Commercially available dbPET system for clinical use have sensitivity and scatter correction implemented [4, 13, 14]. However, our clinical studies suggest that FDG accumulation in the myocardium would affect the image quality of dbPET images, mainly in the left breast, especially on the chest wall side. This means that the correction methods currently implemented in dbPET scanners are not sufficient to correct for the effects of RI outside the FOV. However, given that the degree of myocardial accumulation varies from day to day in the same patient and that the dbPET image data does not contain information on the amount and location of RI outside the FOV, it would be difficult to correct for the true value of FDG accumulation in the breast using dbPET scans alone.

Based on these results, the use of indicators of myocardial FDG accumulation obtained from whole-body or chest PET/CT images acquired prior to dbPET scans may be considered for the correction of dbPET images. It has been reported that PET/CT scans in the prone position are more useful for detecting small lesions in the breast than those in the supine position [18, 19]. However, it is not widely used in daily practice because scanning the whole-body from the head to the lower leg in the prone position is painful for the patient; therefore, the patient is currently scanned in the supine position in routine practice. Nevertheless, the positional relationship between the breast and myocardium in the prone PET/CT scan used in this study was almost the same as that in the dbPET scan, and PET/CT can provide anatomical positional information that cannot be obtained from dbPET. Therefore, an index based on PET/CT images may be used in the future to correct dbPET images. If this scanning method is shown to be useful in improving the quantitative performance of dbPET images in the future, it should be possible to prepare a routine protocol for BC patients and study a larger number of cases.

The usefulness of SUVs, such as their association with the grade and prognosis of BC, has been shown in many previous studies [20, 21]. Because SUVmax is the maximum pixel value contained in the VOI, the measurement is highly reproducible and easy to use. dbPET and whole-body PET/CT have also been reported to be useful in differentiating between subtypes and benign/malignant tumors [5, 16]. Therefore, further studies are needed to define a correction method for the SUV of dbPET images from whole-body PET/CT data using a phantom containing hot spheres.

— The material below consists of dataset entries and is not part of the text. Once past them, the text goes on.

PR #4294, opened 2025-06-23
Move the URL class to using the boa_class macro

hansl:
Instead of the js_class one which was weird to use. This is much cleaner and takes less space.

Please note we cannot move Console, since it is not a class.

### DIFF
--- a/core/runtime/src/url.rs
+++ b/core/runtime/src/url.rs
@@ -10,15 +10,15 @@
 //! [spec]: https://url.spec.whatwg.org/
 //! [mdn]: https://developer.mozilla.org/en-US/docs/Web/API/URL
 #![cfg(feature = "url")]
+#![allow(clippy::needless_pass_by_value)]
 
 #[cfg(test)]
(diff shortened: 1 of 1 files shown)


core/runtime/src/url.rs
```diff
@@ -58,179 +81,159 @@ impl Url {
...
-            }
-
-            fn set(this: JsClass<Url>, value: Convert<String>) {
-                url::quirks::set_hash(&mut this.borrow_mut().0, &value.0);
-            }
-        }
+    #[boa(setter)]
+    #[boa(rename = "hostname")]
+    fn set_hostname(&mut self, value: Convert<String>) {
+        let _ = url::quirks::set_hostname(&mut self.0, &value.0);
```
HalidOdat, line 104: Question: Do we not care about the error?

hansl: Setters in the spec actually never throws, and instead just fail silently. The URL is not changed. You can try this easily in your console.

PR #4304, opened 2025-06-25
Fix more Intl tests for latest ECMA402 spec

jedel1043:


tools/gen-icu4x-data/src/main.rs
```diff
@@ -60,8 +60,12 @@ fn main() -> Result<(), Box<dyn Error>> {
         .locales_for_coverage_levels([CoverageLevel::Modern])?
         .into_iter()
         .map(DataLocaleFamily::with_descendants)
-        // Some test262 tests assume the en-US locale does not fallback.
-        .chain([DataLocaleFamily::single(locale!("en-US").into())]);
+        .chain([
+            // test262 assumes the en-US locale does not fallback.
```
nekevss, line 64: nit (non-blocking): Can we link to where this is the specified behavior for test262?

nekevss (approved):
Looks good! Nice work :smile:

I had one doc nit, but it's not blocking merging

tools/gen-icu4x-data/src/main.rs
jedel1043: I can link to the tests that require those specific locales

HalidOdat (approved):

PR #4306, opened 2025-06-25
Implement native backtrace positions

HalidOdat:
This implements a native source code positions for backtraces

```JavaScript
Array.prototype.every.call([
  [10]
], element => element.forEach(
  (element) => {
    throw value
  }
))
```

```
cargo run -- test.js
Uncaught ReferenceError: value is not defined (native at core/engine/src/vm/opcode/get/name.rs:91:28)
    at <anonymous> (test.js:5:15)
    at forEach (native at core/engine/src/builtins/array/mod.rs:968:26)
    at <anonymous> (test.js:3:30)
    at every (native at core/engine/src/builtins/array/mod.rs:1375:22)
    at call (native at core/engine/src/builtins/function/mod.rs:825:14)
    at <main> (test.js:1:27)
```

### DIFF
--- a/core/engine/src/builtins/error/mod.rs
+++ b/core/engine/src/builtins/error/mod.rs
@@ -14,7 +14,7 @@ use crate::{
     Context, JsArgs, JsData, JsResult, JsString, JsValue,
     builtins::BuiltInObject,
     context::intrinsics::{Intrinsics, StandardConstructor, StandardConstructors},
-    error::JsNativeError,
+    error::{IgnoreEq, JsNativeError},
     js_string,
     object::{JsObject, internal_methods::get_prototype_from_constructor},
     property::Attribute,
@@ -130,20 +130,13 @@ pub enum ErrorKind {
 /// [`JsNativeErrorKind`][crate::error::JsNativeErrorKind].
 ///
 /// [spec]: https://tc39.es/ecma262/#sec-error-objects
-#[derive(Debug, Clone, Trace, Finalize, JsData)]
+#[derive(Debug, Clone, PartialEq, Eq, Trace, Finalize, JsData)]
 pub struct Error {
     pub(crate) tag: ErrorKind,
-    #[unsafe_ignore_trace]
-    pub(crate) position: Option<ShadowEntry>,
-}
 
-impl Eq for Error {}
-impl PartialEq for Error {
     // The position of where the Error was created does not affect equality check.
-    #[inline]
-    fn eq(&self, other: &Self) -> bool {
-        self.tag == other.tag
-    }
+    #[unsafe_ignore_trace]
+    pub(crate) position: IgnoreEq<Option<ShadowEntry>>,
 }
 
 impl Error {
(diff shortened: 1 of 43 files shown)


HalidOdat:
This should be done :partying_face: , I put the feature under the `native-backtrace` feature flag (not enabled by default, enabled by default in the our CLI).

Here is an example of with and without :)

----

```js
Array.prototype.every.call([
  [10]
], element => element.forEach(
  (element) => {
    throw value
  }
))
```

#### Without native backtraces

```
Uncaught ReferenceError: value is not defined
    at <anonymous> (test.js:5:15)
    at forEach (native)
    at <anonymous> (test.js:3:30)
    at every (native)
    at call (native)
    at <main> (test.js:1:27)
```

#### With native backtraces

```
Uncaught ReferenceError: value is not defined (native at core/engine/src/vm/opcode/get/name.rs:91:28)
    at <anonymous> (test.js:5:15)
    at forEach (native at core/engine/src/builtins/array/mod.rs:968:26)
    at <anonymous> (test.js:3:30)
    at every (native at core/engine/src/builtins/array/mod.rs:1375:22)
    at call (native at core/engine/src/builtins/function/mod.rs:825:14)
    at <main> (test.js:1:27)
```

core/engine/src/builtins/function/mod.rs
```diff
@@ -976,6 +976,11 @@ pub(crate) fn set_function_name(
 pub(crate) fn function_call(
     function_object: &JsObject,
     argument_count: usize,
+    #[allow(
+        unused_variables,
+        reason = "Only used if native-backtrace feature is enabled"
+    )]
+    native_source_info: NativeSourceInfo,
```
jedel1043: Why not use `InternalMethodContext` instead? Seems better to futureproof any other data added to the internal methods.

core/engine/src/builtins/error/mod.rs
```diff
@@ -130,20 +130,13 @@ pub enum ErrorKind {
...
 
-impl Eq for Error {}
-impl PartialEq for Error {
     // The position of where the Error was created does not affect equality check.
-    #[inline]
-    fn eq(&self, other: &Self) -> bool {
-        self.tag == other.tag
-    }
+    #[unsafe_ignore_trace]
+    pub(crate) position: IgnoreEq<Option<ShadowEntry>>,
```
jedel1043, line 139: `IgnoreEq` looks practical, but it is only used once, so I don't think it's better than just implementing `PartialEq` manually. This also avoids having a type that technically implements `Eq` in an "incorrect" way.

HalidOdat: > `IgnoreEq` looks practical, but it is only used once,

Currently used in two places the builtin `Error` and `JsNativeError`... so I'm more inclined to keep it.


> This also avoids having a type that technically implements `Eq` in an "incorrect" way.

Ohh, I didn't think of this... [Implementing `Hash` trait](https://doc.rust-lang.org/std/hash/trait.Hash.html#hash-and-eq) with an empty implementation should fix this :smile:

HalidOdat:
> Also, the `track_caller` attributes seem really useful for debugging panics, so maybe we should add them unconditionally?

The only reason why I didn't do this was because it may introduce some small overhead, since there is an implicit caller info pointer passed around: see <https://doc.rust-lang.org/reference/attributes/codegen.html#limitations>

core/engine/src/builtins/error/mod.rs
jedel1043: Oh, didn't consider that you could implement an empty hash. Yeah, that solves all my issues with this

jedel1043:
> The only reason why I didn't do this was because it may introduce some small overhead, since there is an implicit caller info pointer passed around

In that case we can possibly enable it only on debug mode

HalidOdat:
> In that case we can possibly enable it only on debug mode

I'm leaning toward keeping it in the release build as well, the performance impact should be very minimal. Since the user explicitly enables the feature, they effectively pay only for what they use.

PR #2510, opened 2023-07-01
Gtk: Fix drag and drop

### LINKED ISSUE #2492: Gtk drag-and-drop from external applications does not work
## Expected Behavior

The `Control.OnDragEnter`, `Control.OnDragDrop` and friends should allow drag data introspection and retrieval. E.g. if `DragEventArgs.Data.ContainsUris` is `true` then `DragEventArgs.Data.Uris` should be a non-empty array of URIs.

## Actual Behavior

An attempt to access the `DragEventArgs.Data.Uris` property crashes with a `NullReferenceException`.

## Steps to Reproduce the Problem

You can use my project https://github.com/snake-scaly/PinBoard to reproduce the issue. It should support dragging and dropping images from a file manager, an image viewer, or a web browser onto the canvas. The most straightforward test is to drag an image from a file manager and drop it onto the application.

See the `BoardView` class for the relevant code. For me it is 100% reproducible, AKA never works.

## Analysis

The problem is that Gtk drag-and-drop model is arguably incompatible with Eto architecture. This is not a design flaw on the Eto part, this is just the way things are. The main problems are:

* In Gtk, drag data is not available immediately in a `drag-motion` or a `drag-drop` event. An application is expected to call `Gtk.DragDrop.GetData()`, exit the current handler, wait for the `drag-data-received` event, and complete the handling there. There is no such concept in Eto however. The data must be available on demand right in the `OnDragEnter` and `OnDragDrop` handlers. The current solution is to block the handler execution whenever data is requested and spin a nested message loop until `drag-data-received` arrives. The problem with that is that any other events will be processed, too, and if another drag-related event arrives it can mess up the handler's internal state. That other event is probably another `drag-motion` event, I'm not entirely sure.
* In Gtk, an application always receives a `drag-leave` event before getting a `drag-drop` event. It may also never receive the `drag-drop` event if `drag-leave` was generated by the mouse leaving the control boundaries. In the `drag-leave` handler there is no way to tell if a `drag-drop` will follow. Currently the Eto `drag-leave` handler performs some cleanup which *may* be the reason why the application crashes. Again, not entirely sure.

## Solution

https://github.com/picoe/Eto/compare/develop...snake-scaly:Eto:feature/drag-drop-fix

I've made a patch that solves this issue for me. My approach is to request and cache data for all targets in the context, in the normal message loop, before calling `OnDragEnter`. Then I destroy that data on `drag-leave`, and request it again if `drag-drop` happens. This is very resource-intensive, because if there are 7 targets in the context, all 7 will be requested and stored even though many are duplicates, and most will never be requested by the application. This however allows me to stay within the normal message loop and therefore have a predictable state machine in the handler.

## Specifications

  - Version: develop 07989404977ee0a414a7fff7c48a1374bf7faef3
  - Platform: Gtk
  - Operating System: Arch Linux/KDE, regularly updated

snake-scaly:
Ensures that all drop data is immediately available to handlers.

Thisi PR resolves #2492.

### DIFF
--- a/src/Eto.Gtk/Forms/DataObjectHandler.cs
+++ b/src/Eto.Gtk/Forms/DataObjectHandler.cs
@@ -1,4 +1,3 @@
-using Eto.GtkSharp.Drawing;
 namespace Eto.GtkSharp.Forms
 {
 	public class DataFormatsHandler : DataFormats.IHandler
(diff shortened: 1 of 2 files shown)


cwensley:
Hey @snake-scaly, thanks for your contribution!  It is really appreciated.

In addition, those spheres should be variable in order to consider the variation in quantification due to their position in the detector.

Our study has several limitations. First, unlike phantom studies in general PET studies, our phantom did not contain a sphere corresponding to the intra-breast lesion. This was done to avoid the effect of FDG in the sphere on the surrounding image quality for evaluating the fine image quality at the edges of the high-sensitivity detector. However, a phantom containing spheres corresponding to breast lesions may be more clinically relevant. The results of adequate correction method of SUV on dbPET will be shown in a future study using a phantom containing hot spheres. Second, the design of this clinical study was retrospective, and the patient cohort was small. If PET/CT scan in the prone position is shown to be useful for improving the quantitative quality of dbPET images, it could be widely adopted as a routine protocol for BC patients, allowing future studies with large amounts of patient data.

Conclusions

In conclusion, FDG uptake in the myocardium affected dbPET images of the left breast, especially near the chest wall. It is necessary to consider the effect of RI outside the FOV, such as in the myocardium, in the quantitative evaluation of BC with dbPET.